-------- Data provided

PR #110, opened 2016-05-12
[css-grid] Make placing examples follow `<integer> && <custom-ident>?`

tomalec:
I found out that Examples 33 and 37 are incompatible with `<grid-line>` definition at https://drafts.csswg.org/css-grid/#line-placement
```
<grid-line> =
  auto |
  <custom-ident> |
  [ <integer> && <custom-ident>? ] |
  [ span && [ <integer> || <custom-ident> ] ]
```
As they use:
```
grid-row: text 5 / text 7;
```
So more like `<custom-ident>? <integer>`

This PR updates examples to:
```
grid-row: 5 text / 7 text;
```

### DIFF
--- a/css-grid/Overview.bs
+++ b/css-grid/Overview.bs
@@ -2594,9 +2594,9 @@ Named Lines and Spans</h4>
 	<div class='example'>
 		<pre>
 			.six {
-				grid-row: text 5 / text 7;
+				grid-row: 5 text / 7 text;
 				/* Span between the 5th and 7th lines named "text". */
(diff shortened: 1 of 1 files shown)


tabatkins:
The `&&` in `[ <integer> && <custom-ident>? ]` indicates that the two branches must occur, but can do so in any order, so the current examples are perfectly correct (and so are yours).

I just realized that grammar block wasn't marked up properly to give you the convenient linking from syntax operators to definitions, so that's fixed now.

----------------

■ What you need to do
Give back the data above exactly, so that every line matches.

■ Written solution
PR #110, opened 2016-05-12
[css-grid] Make placing examples follow `<integer> && <custom-ident>?`

tomalec:
I found out that Examples 33 and 37 are incompatible with `<grid-line>` definition at https://drafts.csswg.org/css-grid/#line-placement
```
<grid-line> =
  auto |
  <custom-ident> |
  [ <integer> && <custom-ident>? ] |
  [ span && [ <integer> || <custom-ident> ] ]
```
As they use:
```
grid-row: text 5 / text 7;
```
So more like `<custom-ident>? <integer>`

This PR updates examples to:
```
grid-row: 5 text / 7 text;
```

### DIFF
--- a/css-grid/Overview.bs
+++ b/css-grid/Overview.bs
@@ -2594,9 +2594,9 @@ Named Lines and Spans</h4>
 	<div class='example'>
 		<pre>
 			.six {
-				grid-row: text 5 / text 7;
+				grid-row: 5 text / 7 text;
 				/* Span between the 5th and 7th lines named "text". */
(diff shortened: 1 of 1 files shown)


tabatkins:
The `&&` in `[ <integer> && <custom-ident>? ]` indicates that the two branches must occur, but can do so in any order, so the current examples are perfectly correct (and so are yours).

I just realized that grammar block wasn't marked up properly to give you the convenient linking from syntax operators to definitions, so that's fixed now.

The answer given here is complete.